Bir sonraki gün ise durağımız Lefkoşa oldu. Ama şansımıza o gün Kıbrıs'ta resmi tatil olduğundan bir çok yer kapalıydı biz de açık olan yerlere uğramakla yetindik. Bunlardan ilki daha önceleri St. Sophia Katedrali olarak kullanıp sonradan Sokullu Mehmet Paşa'nın Kıbrıs'ı fethi ile dönemin padişahı 2. Selim adına camiye çevrilen ve onun adını taşıyan Selimiye Cami'si idi. Caminin karşısında ise St. Nicholas Kilisesi vardı ancak sebebi anlamadığımız bir biçimde ziyarete kapalıydı. Ardından gene Osmanlı zamanında yapılan ve İzmir'de bulunan Kızlar Ağası Hanına çok benzettiğim Büyük Han'ı gezdik. Büyük Han içerisinde kahve, çay içilebilecek mekanlar ve genelde el yapımı ürünlerin satışını gerçekleştiren hediyelik eşyacılar vardı. Ben ise kendime Güray Altun'un atölyesinden seramik el işçiliği şu kolyeyi aldım. Atölyede kolye, küpe takılar olduğu gibi gene seramik ile süslenmiş tablo ve hediyelikler de mevcut. Yolunuz bir gün Büyük Han'a düşerse Güray hanımın atölyesine ve el işçiliği seramik ürünlerine mutlaka göz atın derim. Facebook'ta yer alan bu hesabından ise ürünlerini inceleyebilirsiniz. Büyük Han'ın ardından yakında bulunan Belediye Pazarı'nı gezdik. Belediye Pazarı'nda taze meyve ve sebzeler bulmak mümkün. Diğer yanda şile bezinden birçok giyim ve çantalar da satılıyor. Diğer görmeyi çok istediğimiz Sultan Mahmut Kütüphanesi ve Derviş Paşa Konağı ve Etnografya müzesi ise maalesef kapalı idi. Zaten müzeler ilginç bir şekilde günde sadece bir kaç saat açık. Haftasonları ise tamamen kapalı. Son olarak ise Güney Kıbrıs ile sınırı oluşturan Birleşmiş Milletler kontrolündeki Yeşil Hat'ı görmeye gittik. Güney Kıbrıs'taki rumlar kuzey kesimine rahatlıkla pasaportları ile geçerken, malesef türkler Avrupa Pasaport'u olmadan Güney Kıbrıs'a geçemiyor. Biz de melül melül karşıdan gelen rumları seyretmekle yetindik. Lefkoşa'da dinlence yerimiz ise Gloria Jean's oldu. Zaten çarşıda çok da kahve çay içilebilecek yer yoktu. Aynı zamanda kitap da satılan Gloria Jean's terası ile zaman geçirilebilecek güzel bir mekan. Böylece Kıbrıs gezimizi de sonlandırmış olduk.

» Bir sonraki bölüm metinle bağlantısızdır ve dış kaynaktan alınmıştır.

Issue #272, opened 2024-04-25
Add support for more kinds of recovery targets


gpothier:
It is not currently possible to specify any type of `recoveryTarget` other than `targetTime` in the cluster bootstrap:

```
    {{- with .Values.recovery.pitrTarget.time }}
    recoveryTarget:
      targetTime: {{ . }}
    {{- end }}
```

What is your feeling about breaking changes*? I would suggest this:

Tatilimizin dördüncü gününde ya hava çarpmasından ya da yedik, içtiklerimizinden rahatsızlandık. İşin ilginci ise koskoca hotelde revir hizmetinin olmaması idi. Kıbrıs'ta sağlık sisteminin işimiz düşünce ne kadar vahim olduğunu da görmüş olduk. Nöbetçi eczaneler sadece gece 12'ye kadar hizmet verirken, hastanelerde ise acil nöbetinde doktorların bulunmadığı bize söylendi. Acilde durumunuzu çok vahim bulurlarsa hemşireler serum ya da iğne vuruyorlarmış.

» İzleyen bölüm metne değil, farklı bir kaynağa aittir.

PR #588, opened 2025-05-17
Support ClusterImageCatalog, Cluster replicationSlots/volumeSnapshot recovery

nbr:
## cloudnative-pg

- Add a template to allow creating one or `ClusterImageCatalog`

## cluster

- Allow updating the `replicationSlots` field of the `Cluster`
- Enable recovery from a volume snapshot

### DIFF
--- a/charts/cloudnative-pg/values.yaml
+++ b/charts/cloudnative-pg/values.yaml
@@ -199,6 +199,8 @@ monitoring:
     # -- Annotations that ConfigMaps can have to get configured in Grafana.
     annotations: {}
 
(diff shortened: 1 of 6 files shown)


charts/cloudnative-pg/values.yaml
```diff
@@ -199,6 +199,8 @@ monitoring:
     # -- Annotations that ConfigMaps can have to get configured in Grafana.
     annotations: {}
 
+clusterImageCatalogs: []
+
```
itay-grudev, line 203: Can you provide a commented example here?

Kıbrıs'ta diğer ilgimizi çeken şeyler ise....Çeşmeden artezyen deniz suyunun akması (tuzlu tuzlu), içme su fiyatlarının yüksekliği ve çoğunun artezyen olması (Türkiye'nin üç katı civarı), Türkiye'deki Vodafone'un orda halen Telsim adı ile geçmesi (geçmişe gitmiş gibi olduk resmen), her yerde gezinen Afrika'lılar, alkolden vergi kesilmediğinden alkol fiyatlarının düşüklüğü ve gene alkol reklamlarının serbest olması, yeme-içme fiyatları genel olarak uygun, adım başı kumarhanelerin bulunması ve de herhalde en önemlisi direksiyonlar İngiltere usulü ve yeri sağda, trafik ise tersten akıyor. Araçların vergi düşüklüğünden dolayı taksi dolmuşların markası bile Mercedes ve BMW, insan gerçekten hayret ediyor. Kıbrıslıların konuşmaları ise çok eğlenceli. Oturup esnafa kulak kabartarak bu ilginç türkçe aksanını dinlemek insana zevk veriyor.

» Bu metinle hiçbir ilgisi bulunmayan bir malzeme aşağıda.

Issue #575, opened 2025-04-29
Provide Helm Chart for `plugin-barman-cloud`


judahrand:
I'm using the existing Helm Charts to deploy both my clusters and the operator. With the deprecation of the native Barman Cloud support in 1.26.0 it would be great to see a chart provided to aid in the migration.

It could even be included as a dependency of the main operator chart perhaps. Similar to the grafana dashboard chart.

rouke-broersma:
There is an open pull request that implements this feature request, the work is largely done. The issue is not stale.

judahrand:
Aren't LLM agents great?!

Schwitzd:
I'm also interested in this topic

rouke-broersma:
> I'm also interested in this topic

https://github.com/cloudnative-pg/charts/pull/598

PR #598, opened 2025-05-28
feat(plugin-barman-cloud): add chart for plugin-barman-cloud

QuantumEnigmaa:
Towards https://github.com/cloudnative-pg/plugin-barman-cloud/issues/351

This PR replaces [the one created on the plugin-barman-cloud repo](https://github.com/cloudnative-pg/plugin-barman-cloud/pull/359).

Having an helm chart for thie plugin-barman-cloud will most likely be useful for a lot of people already using the CloudNativePG helm chart as they will be able to use the `plugin-barman-cloud` one as a subchart.

Closes: #575

### DIFF
--- a/charts/plugin-barman-cloud/test/simple-deployment/chainsaw-test.yaml
+++ b/charts/plugin-barman-cloud/test/simple-deployment/chainsaw-test.yaml
@@ -8,7 +8,7 @@ spec:
   timeouts:
     apply: 1s
     exec: 30s
-    assert: 5s
+    assert: 10s
     cleanup: 30s
   steps:
     - name: Install barman cloud plugin
--- a/charts/plugin-barman-cloud/test/simple-deployment/01-simple_deployment-assert.yaml
+++ b/charts/plugin-barman-cloud/test/simple-deployment/01-simple_deployment-assert.yaml
@@ -125,7 +125,7 @@ metadata:
   name: plugin-barman-cloud
 ---
 apiVersion: rbac.authorization.k8s.io/v1
-kind: Role
+kind: ClusterRole
 metadata:
   name: plugin-barman-cloud
 rules:
@@ -187,12 +187,12 @@ rules:
   - watch
 ---
 apiVersion: rbac.authorization.k8s.io/v1
-kind: RoleBinding
+kind: ClusterRoleBinding
 metadata:
   name: plugin-barman-cloud-binding
 roleRef:
   apiGroup: rbac.authorization.k8s.io
-  kind: Role
+  kind: ClusterRole
   name: plugin-barman-cloud
 subjects:
 - kind: ServiceAccount


QuentinBisson (approved):

itay-grudev:
@QuantumEnigmaa We want to implement a test suite for all Helm charts. Currently the Cluster chart has decent test coverage. I wouldn't want to release a new helm chart without one. If you have time would you be able to take a look and help us add one?

Our [test suite](https://github.com/cloudnative-pg/charts/tree/main/charts/cluster/test) uses [Kyverno Chainsaw](https://github.com/kyverno/chainsaw).

Feel free to contact me on [Slack](https://cloud-native.slack.com/team/U08LTPKUVFH).

charts/plugin-barman-cloud/Chart.yaml
```diff
@@ -0,0 +1,40 @@
...
+name: plugin-barman-cloud
+description: CloudNativePG plugin for barman cloud Helm Chart
+icon: https://raw.githubusercontent.com/cloudnative-pg/artwork/main/cloudnativepg-logo.svg
+type: application
+version: "0.1.0"
+# This is the version number of the application being deployed. This version number should be
+# incremented each time you make changes to the application. Versions are not expected to
+# follow Semantic Versioning, they should reflect the version the application is using.
+# It is recommended to use it with quotes.
+appVersion: "0.4.0"
```
dev-dsp, line 26: latest version seems to be 0.5.0 already?

QuantumEnigmaa: You're right, I updated it :)

charts/plugin-barman-cloud/templates/server-certificate.yaml
```diff
@@ -0,0 +1,37 @@
...
+---
+apiVersion: cert-manager.io/v1
+kind: Certificate
+metadata:
+  name: barman-cloud-server
+  namespace: {{ include "plugin-barman-cloud.namespace" . }}
+spec:
+  commonName: barman-cloud
+  dnsNames:
+  - barman-cloud
```
rouke-broersma, line 26: We should use the service name from the values here, once we do that the service name can be modified through values because a new certificate will be requested.

charts/plugin-barman-cloud/templates/secret.yaml
```diff
@@ -0,0 +1,26 @@
...
+apiVersion: v1
+data:
+  SIDECAR_IMAGE: |
+    Z2hjci5pby9jbG91ZG5hdGl2ZS1wZy9wbHVnaW4tYmFybWFuLWNsb3VkLXNpZGVjYXI6dj
+    AuNC4w
+kind: Secret
+metadata:
+  name: plugin-barman-cloud-m76km67hd7
+  namespace: {{ include "plugin-barman-cloud.namespace" . }}
+type: Opaque
```
rouke-broersma, line 26: This contains the sidecar image name and version that should be injected by the controller. I think this can be an imageRef value that is templated into a configmap.

```suggestion
apiVersion: v1
data:
  SIDECAR_IMAGE: |
    "{{ .Values.sidecarImage.registry }}{{ .Values.sidecarImage.repository }}:{{ .Values.sidecarImage.tag | default .Chart.AppVersion }}"
kind: ConfigMap
metadata:
  name: plugin-barman-cloud-config
  namespace: {{ include "plugin-barman-cloud.namespace" . }}

```

charts/plugin-barman-cloud/values.yaml
```diff
@@ -0,0 +1,161 @@
...
+
+replicaCount: 1
+
+image:
+  registry: ghcr.io
+  repository: cloudnative-pg/plugin-barman-cloud
+  pullPolicy: IfNotPresent
+  # -- Overrides the image tag whose default is the chart appVersion.
+  tag: ""
+
```
rouke-broersma, line 28:
```suggestion

sidecarImage:
  registry: ghcr.io
  repository: cloudnative-pg/plugin-barman-cloud-sidecar
  # -- Overrides the image tag whose default is the chart appVersion.
  tag: ""

```

charts/plugin-barman-cloud/templates/secret.yaml
QuantumEnigmaa: I also renamed the file to match its new kind

charts/plugin-barman-cloud/values.yaml
```diff
@@ -0,0 +1,161 @@
...
+dnsPolicy: ""
+
+# -- Update strategy for the operator.
+# ref: https://kubernetes.io/docs/concepts/workloads/controllers/deployment/#strategy
+# For example:
+#  type: RollingUpdate
+#  rollingUpdate:
+#    maxSurge: 25%
+#    maxUnavailable: 25%
+updateStrategy: {}
```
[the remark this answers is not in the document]
QuantumEnigmaa: In which context did you try that ? I deployed the chart in a simple kind cluster with the rollingUpdate strategy presented in the comment above in the values and it worked: the new pod becomes ready.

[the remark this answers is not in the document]
rouke-broersma: This is what I observe when triggering a rollout restart operation:

image

The readiness probe is unhealthy until the new pod gets the lease for some reason:

image

```
{"level":"info","ts":"2025-06-24T15:26:01.370038527Z","msg":"starting manager"}
{"level":"info","ts":"2025-06-24T15:26:01.37156252Z","msg":"starting server","name":"health probe","addr":"[::]:8081"}
{"level":"info","ts":"2025-06-24T15:26:01.372609226Z","msg":"attempting to acquire leader lease cloudnative-postgres/822e3f5c.cnpg.io..."}
```

Because the readiness probe of the new pod doesn't become ready until it can get the lease, there aren't sufficient ready pods and kubernetes doesn't send the shutdown signal to the old leader. Because of that the old leader doesn't drop the lease. 

This seems like a bug in plugin-barman-cloud leader election, but means that rolling update currently doesn't properly work as a default.

Do you not see this behavior??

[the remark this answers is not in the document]
rouke-broersma: I'm not deleting anything, I'm starting a rollout restart of the deployment.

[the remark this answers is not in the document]
QuantumEnigmaa: Oh ok my bad. Then yeah, using the rollout restart I get the same issue unfortunately. 

As this is a plugin-barman-cloud leader election issue, I guess we can't do much for it in this PR. I would add a comment for the `updateStrategy` field in the values mentioning this issue and modify the `strategy` field in the deployment as such: 
```yaml
{{- if and .Values.updateStrategy (eq .Values.updateStrategy "Recreate") }}
  strategy:
    {{- toYaml .Values.updateStrategy | nindent 4 }}
{{- end }}
```
Or even just hardcode the strategy field as "Recreate". 

WDYT ?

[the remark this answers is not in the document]
rouke-broersma: I think until the issue is fixed in the controller, we should hardcode the update strategy as Recreate, since rolling update simply doesn't work. When it is fixed, the chart can be changed to allow rolling update and even set rolling update as default.

Since you can confirm that you have the same issue, I will go ahead and submit the issue the the barman cloud plugin repo.

rouke-broersma:
@itay-grudev the metrics ClusterRole is for prometheus right? I would assume that prometheus is in another namespace, so a namespaced role would not work to grant authorisation to prometheus. Also these manifests are lifted from upstream: https://github.com/cloudnative-pg/plugin-barman-cloud/tree/main/config/rbac

I don't think you should modify the manifest intent in the helm chart without first modifying this upstream. Upstream uses ClusterRole for the metric endpoint.

itay-grudev:
Roles have to be explicitly assigned. If not assigned, they're unused.

I'm not aware of the Prometheus operator picking up `ClusterRoles` and assigning them to it's Pods. Let alone roles that bear no labels or annotations. 

Also, why would it require special permission? Services are accessible from all namespaces by default. 

Anyway. I think the upstream roles are a mistake. Probably left over from the original plugin template. They make no sense to me here.

rouke-broersma:
> Roles have to be explicitly assigned. If not assigned, they're unused.
It is assigned, metrics-auth-rolebinding is assigned to the plugin-barman-cloud SA so that it can perform the auth on the metrics endpoint

> I'm not aware of the Prometheus operator picking up `ClusterRoles` and assigning them to its Pods. Let alone roles that bear no labels or annotations.

It's not by default no, you would need to bind the reader role to the prometheus service account separately

> Also, why would it require special permission? Services are accessible from all namespaces by default.
Some projects like to protect the metrics endpoint with kubernetes authentication, which it looks like plugin-barman-cloud does 

> Anyway. I think the upstream roles are a mistake. Probably left over from the original plugin template. They make no sense to me here.

Fair, I do not have an opinion on whether or not it is or should be used, just observing that it exists in upstream which is why it exists here. It does look setup to support prometheus scrape authentication, the service monitor is also informed to use the prometheus service account for authentication with the endpoint: https://github.com/cloudnative-pg/plugin-barman-cloud/blob/main/config/prometheus/monitor.yaml

rouke-broersma:
The first one where I discovered it is eck operator, it uses the same mechanism as plugin barman cloud: https://www.elastic.co/guide/en/cloud-on-k8s/2.16/k8s-securing-the-metrics-endpoint.html

charts/plugin-barman-cloud/test/simple-deployment/chainsaw-test.yaml
```diff
@@ -0,0 +1,31 @@
+##
+# This is a test that checks if all resources are correctly provisioned when requested.
+apiVersion: chainsaw.kyverno.io/v1alpha1
```
xlejakx, line 3: Do you have prerequisites to have kyvrrno installed? I think must be with condition

JakobStadlhuber:
Looking forward to this being merged.

Ashi0506:
Do we have any date for this?

gjrtimmer:
Does anybody know when we would have the barman-cloud-plugin as a helm chart?

fleaz:
> Does anybody know when we would have the barman-cloud-plugin as a helm chart?

Easy answer: As soon as this PR is merged. Ten people asking "are we there yet?" won't make it faster...

itay-grudev (approved):

itay-grudev:
I apologize for the insane delay. Thank you @QuantumEnigmaa.

rouke-broersma:
@itay-grudev I've been using the chart for a while now, it works fine other than the leader election but that issue is tracked upstream. Now we just need to update to 0.7.0: https://github.com/cloudnative-pg/plugin-barman-cloud/compare/v0.5.0...v0.7.0

Changes seem minimal, but some new options are added that should probably be made available in the helm chart during update. I probably have time soon to add this if no one else does.

itay-grudev:
@rouke-broersma It would be lovely if you have time for that. I'll prioritize your PR.

NigelVanHattum:
Thanks for the hard work @itay-grudev ! 

Can you perhaps also show some documentation on how to use this new chart in combination with the other charts? I'm a bit lost.

itay-grudev:
@NigelVanHattum The cluster chart doesn't support the plugin yet. I'm working on it.

ivanmagdic:
@pha91 the linked documentation does not explain on how to use new barman HELM chart. It still shows the installation using kubectl. I'm also confused on how to use it and if cert-manager is still required?

I would be more than happy to contribute with the documentation on how to use it, if we can get starting points or guidelines.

Özetle sonu hastalıktan dolayı kötü bitse de Kıbrıs bizim için eğlenceli bir deneyim oldu. Umarım bir gün tekrar oralara yolumuz düşer ve bu sefer gidemediğimiz yerlere de uğrama şansımız olur. Belki şansımıza o zamana açık olurlar kim bilir.